2
31 июля 2025 г., 08:18
Во второй раз он приходит ко мне в ноябре две тысячи седьмого.
У меня не слишком хороший период. Всё какое-то не такое. Я какой-то не такой. Мать сначала орёт, а потом упивается пустырником (или сначала упивается, а потом орёт, ей без разницы), с отцом мы вообще поговорить не можем, чтобы не схлестнуться. Учителя скорбно смотрят и цыкают, давая понять, что я безнадёжный случай. Даже Костяшка, с которым мы вообще-то дружили со второго класса, отсел от меня на заднюю парту и кидается оттуда жёваной бумагой, когда учителя не видят. На самом деле мне всё чаще кажется, что они видят, просто считают, что я этого заслуживаю.
Может, они все и правы. Из меня растёт что-то не то, я не такой, как им всем хотелось бы. Огрызаюсь, забываю помыть посуду и вынести мусор, в сочинениях пишу ерунду. Это мне так Тамара Степановна написала: «Ерунда!» — жирной красной пастой рядом со снисходительной тройкой.

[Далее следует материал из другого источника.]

PR #4179, opened 2026-08-11
Update base and other Qt translations for installers

ozgurerturk:
Base qt translations for Turkish, Brazilian Portuguese, Swedish and Chinese (China) were missing or incomplete from windows, win64arm and ubuntu installers.

Screenshot 2026-08-11 210325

На перемене Костяшка впервые за месяцы подходит ко мне, зажигает надежду, что всё образуется.
— Слышь, пошли после уроков на пустырь, — говорит он. — По кошкам постреляем.

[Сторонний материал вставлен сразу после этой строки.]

PR #4180, opened 2026-08-17
Added a SearchColumnNames button to TableBrowser

### LINKED ISSUE #3542: [Feature]: Allow to search/filter for column names ("Browse Data")
### Describe the new feature

SQLiteBrowser can already filter by cell contents and search for those. For tables with a high number of columns it would be useful if the same was possible for column names. (e.g. you want to filter a specific column but you need to find the column. Righ now you may need a lot of side scrooling for this)

I suggest to extend the "all column filter" and search. There could be a dropdown to switch cells/columns mode for the "all column filter" and the could be a "column name" checkbox next to the serach edit field.

(btw: Thank you for this great tool!)

### Does this feature exist in another product or project? Please provide a link

_No response_

### Do you have a screenshot? Please add screenshots to help explain your idea.

_No response_

SimonHallefelt:
This pull request is in regards to: https://github.com/sqlitebrowser/sqlitebrowser/issues/3542.

Added a SearchColumnNames button to the TableBrowser. The button is placed next to the FindReplaceButton.
image
The button icon was created by using Inkscape to modify the page_find.svg, to ensure it would be of the same style as the other buttons.

When the SearchColumnNames button is pressed so will it open a dialog box that is almost the same as the FindDialogBox, so it would not make the UI inconsistent (and its simpler to copy code and just change its text and refrences)
image
The search functionality is modeled after how the FindSearch funktions and I think its a 1 to 1 in how it behaves, except that I made it highlight the full column instead of a individual cell.
image

### DIFF
--- a/src/TableBrowser.cpp
+++ b/src/TableBrowser.cpp
@@ -1773,7 +1773,10 @@ void TableBrowser::findNextColumn(bool forward, bool checkCurrentColumn)
 
     static int lastFoundIndex = -1;
     auto tryMatch = [&](int i) -> bool
-    {
+    {         
+        if (ui->dataTable->isColumnHidden(i))
+            return false;
+
         const QString columnName = m_model->headerData(i, Qt::Horizontal, Qt::EditRole).toString();
         if (!columnName.contains(searchText, caseSensitivity))
             return false;
--- a/src/TableBrowser.cpp
+++ b/src/TableBrowser.cpp
@@ -309,6 +309,8 @@ TableBrowser::TableBrowser(DBBrowserDB* _db, QWidget* parent) :
     connect(ui->actionFind, &QAction::triggered, this, [this](bool checked) {
        if(checked)
        {
+           ui->frameColumnSearch->hide();
+           ui->actionFindColumn->setChecked(false);
            ui->widgetReplace->hide();
            ui->frameFind->show();
            ui->editFindExpression->setFocus();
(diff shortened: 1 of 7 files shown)


SimonHallefelt:
Does this mean that https://github.com/nalgeon/sqlean is no longer compatible with ARM, because as far as I know, so should my changes not affect this?
image

FriedrichFroebel:
> Does this mean that https://github.com/nalgeon/sqlean is no longer compatible with ARM, because as far as I know, so should my changes not affect this?

It rather seems like upstream changes cause our patch to be not up-to-date anymore. I guess @lucydodo needs to take a look at this, maybe an upstream patch is feasible to reduce the risk of breaking in the future.

lucydodo:
@FriedrichFroebel Would you still like to proceed with the review of this PR?

FriedrichFroebel:
@lucydodo I Just pointed out the issue with our CI. For the remaining parts, I will leave this to persons with more knowledge, as my knowledge of C++ and Qt is rather limited ultimately.

lucydodo:
@FriedrichFroebel No worries, I'll take a look over the weekend. :)

lucydodo:
In the meantime, I'll try using GitHub Copilot to do a first-pass review.
(Of course, I'll make the final review and decision myself, but it might catch something I missed)

lucydodo (commented):
LGTM, Now it's merged. Thank you for the contribution. :)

И чуть приоткрывает рюкзак, показывает рукоятку воздушки. Я помню этот пистолет, он обычно лежит у Костяшкиного отца в верхнем — запертом! — ящике стола. Трогать его ни в коем случае нельзя.
Я молчу.
— Зассал? — говорит Костяшка.
— Да, зассал, — отвечаю я.
Он больно хлопает меня по шее:
— Маменькин сынок!
Вот это обидно, потому что Костяшка в курсе, как у нас с матерью.

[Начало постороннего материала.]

PR #4194, opened 2026-08-31
fix: preserve regex terms in global filters

### LINKED ISSUE #3971: [Bug]: Inkonsistent RegExp Filter Behavior in Data Browser
### What did you do?

In the data browser, filtering on the complete table "Filter in any column" differs from filtering one concrete column.
If I use a regex with a space character e.g. '/New York/' 
* in Filter "over all column": No Result
* in Filter "column": record with 'New York'

that's a bit odd and not what I would expect

here my Data Example:

In the data browser, filtering on the complete table "Filter in any column" differs from filtering one concrete column.
If I use a regex with a space character e.g. '/New York/' 
* in over all column: No Result
* in column: Record with 'New York'

that's a bit odd and not what I would expect

```sql
CREATE TABLE SomeCities (Name	TEXT);
INSERT INTO SomeCities (Name)
VALUES
 ('New York')
,('Hawaii')
,('San Francisco');

```

I'd expect to get the 'New York' record no matter which search field I use

### What did you see instead?

see above

### DB4S Version

3.13.1

Windows

### OS version

_No response_

### Relevant log output

```shell

```

rootsec1:
Fixes #3971.

The global “Filter in any column” field split every literal space before passing terms to the existing condition parser. That turned `/New York/` into two LIKE filters instead of one REGEXP filter.

This change adds a finite tokenizer at that lexical boundary. It preserves slash-delimited regex terms atomically, keeps ordinary space-separated terms as AND conditions, handles escaped slash parity, and falls back to the previous split behavior for malformed or unmatched slash input. Existing condition parsing, query construction, per-column filters, and project XML remain unchanged.

Tests cover:
- regex, ordinary, mixed, malformed, escaped-slash, whitespace, and parity cases
- the issue fixture through the real `CondFormat` and `Query` path (`/New York/` returns exactly `New York`)
- ordinary multi-term AND behavior
- project filter save/restore behavior

Verification:
- SQLite Release build and install; all 5 tests pass
- SQLCipher Release build and install; all 5 tests pass
- regression tests fail when the tokenizer is replaced with the previous split-on-every-space behavior

Risk is limited to global-filter tokenization. Malformed slash input deliberately retains the previous behavior.

### DIFF
--- a/CMakeLists.txt
+++ b/CMakeLists.txt
@@ -144,6 +144,7 @@ target_sources(${PROJECT_NAME}
     src/FileDialog.h
     src/ColumnDisplayFormatDialog.h
     src/FilterLineEdit.h
+    src/GlobalFilter.h
     src/ForeignKeyEditorDelegate.h
     src/PlotDock.h
     src/FindReplaceDialog.h
@@ -197,6 +198,7 @@ target_sources(${PROJECT_NAME}
     src/FileDialog.cpp
     src/ColumnDisplayFormatDialog.cpp
     src/FilterLineEdit.cpp
+    src/GlobalFilter.cpp
     src/ForeignKeyEditorDelegate.cpp
     src/PlotDock.cpp
     src/FindReplaceDialog.cpp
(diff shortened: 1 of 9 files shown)


lucydodo:
Thank you for your contribution. However, I don't have the expertise to review this PR, so I'll wait for someone else to review it.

На следующей перемене Костяшка снова настойчиво зовёт меня на пустырь и даже не обзывается, когда я отказываюсь. Наоборот, продолжает зазывать как-то очень фальшиво и вкрадчиво, даже когда начинается урок, кидает мне в затылок бумажки для привлечения внимания и жестикулирует: «Ну пойдём!», стоит мне обернуться. Я не знаю, чего он от меня хочет, но мне жаль кошек, и я подкидываю химичке записку: «У Ёжикова пневматический пистолет в рюкзаке».
Химичка подрывается, цокает через весь кабинет к Костяшке. Каблуки у неё такие тонкие, что вот-вот сломаются.
— Ёжиков, рюкзак сюда немедленно.
Костяшка вспыхивает, пытается не даться, но хватка у химички стальная. Рюкзак изъят вместе с пистолетом, Костяшку уводят к директору, но на пороге он оборачивается и шипит:
— Урою!
После урока химичка ловит меня за руку:
— Это ведь ты написал записку?
Я пожимаю плечами.
— Если ты ждал благодарности…
— Не ждал.
— И не стыдно доносить на товарища?
— Не стыдно.
Химичка сокрушённо качает головой, звенит дурацкими серёжками-кисточками. В её мире стыдно быть стукачом, но она же первая орёт на нас, если не может выяснить, кто спёр реактивы и поменял этикетки на бутылках.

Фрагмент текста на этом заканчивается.